(Stored data entries)
______________________________
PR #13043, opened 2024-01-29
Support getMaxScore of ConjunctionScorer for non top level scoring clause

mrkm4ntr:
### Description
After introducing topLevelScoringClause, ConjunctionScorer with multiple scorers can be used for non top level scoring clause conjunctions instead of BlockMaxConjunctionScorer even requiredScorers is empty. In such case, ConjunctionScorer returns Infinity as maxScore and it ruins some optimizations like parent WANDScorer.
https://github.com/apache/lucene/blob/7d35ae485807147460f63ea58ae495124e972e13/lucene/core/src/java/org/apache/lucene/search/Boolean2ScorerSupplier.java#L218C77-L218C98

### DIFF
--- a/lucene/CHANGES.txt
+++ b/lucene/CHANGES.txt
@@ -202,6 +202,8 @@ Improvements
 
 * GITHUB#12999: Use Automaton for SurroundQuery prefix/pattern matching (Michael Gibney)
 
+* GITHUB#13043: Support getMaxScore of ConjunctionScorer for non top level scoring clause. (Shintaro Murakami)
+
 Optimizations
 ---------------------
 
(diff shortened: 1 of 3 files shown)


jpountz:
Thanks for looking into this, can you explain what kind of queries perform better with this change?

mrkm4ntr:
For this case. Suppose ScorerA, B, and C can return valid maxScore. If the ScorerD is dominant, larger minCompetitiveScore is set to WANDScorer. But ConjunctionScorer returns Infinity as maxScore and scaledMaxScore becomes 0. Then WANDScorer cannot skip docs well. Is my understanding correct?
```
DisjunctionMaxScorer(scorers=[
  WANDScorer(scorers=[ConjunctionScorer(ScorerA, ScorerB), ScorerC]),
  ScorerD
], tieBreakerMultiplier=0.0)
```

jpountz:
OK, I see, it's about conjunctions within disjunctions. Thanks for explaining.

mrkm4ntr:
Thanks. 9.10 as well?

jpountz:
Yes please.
______________________________
• [What you need to do]:
Filter the entries by the string "scoring" and copy each matching line.

• [Your solution]:
Support getMaxScore of ConjunctionScorer for non top level scoring clause
After introducing topLevelScoringClause, ConjunctionScorer with multiple scorers can be used for non top level scoring clause conjunctions instead of BlockMaxConjunctionScorer even requiredScorers is empty. In such case, ConjunctionScorer returns Infinity as maxScore and it ruins some optimizations like parent WANDScorer.
+* GITHUB#13043: Support getMaxScore of ConjunctionScorer for non top level scoring clause. (Shintaro Murakami)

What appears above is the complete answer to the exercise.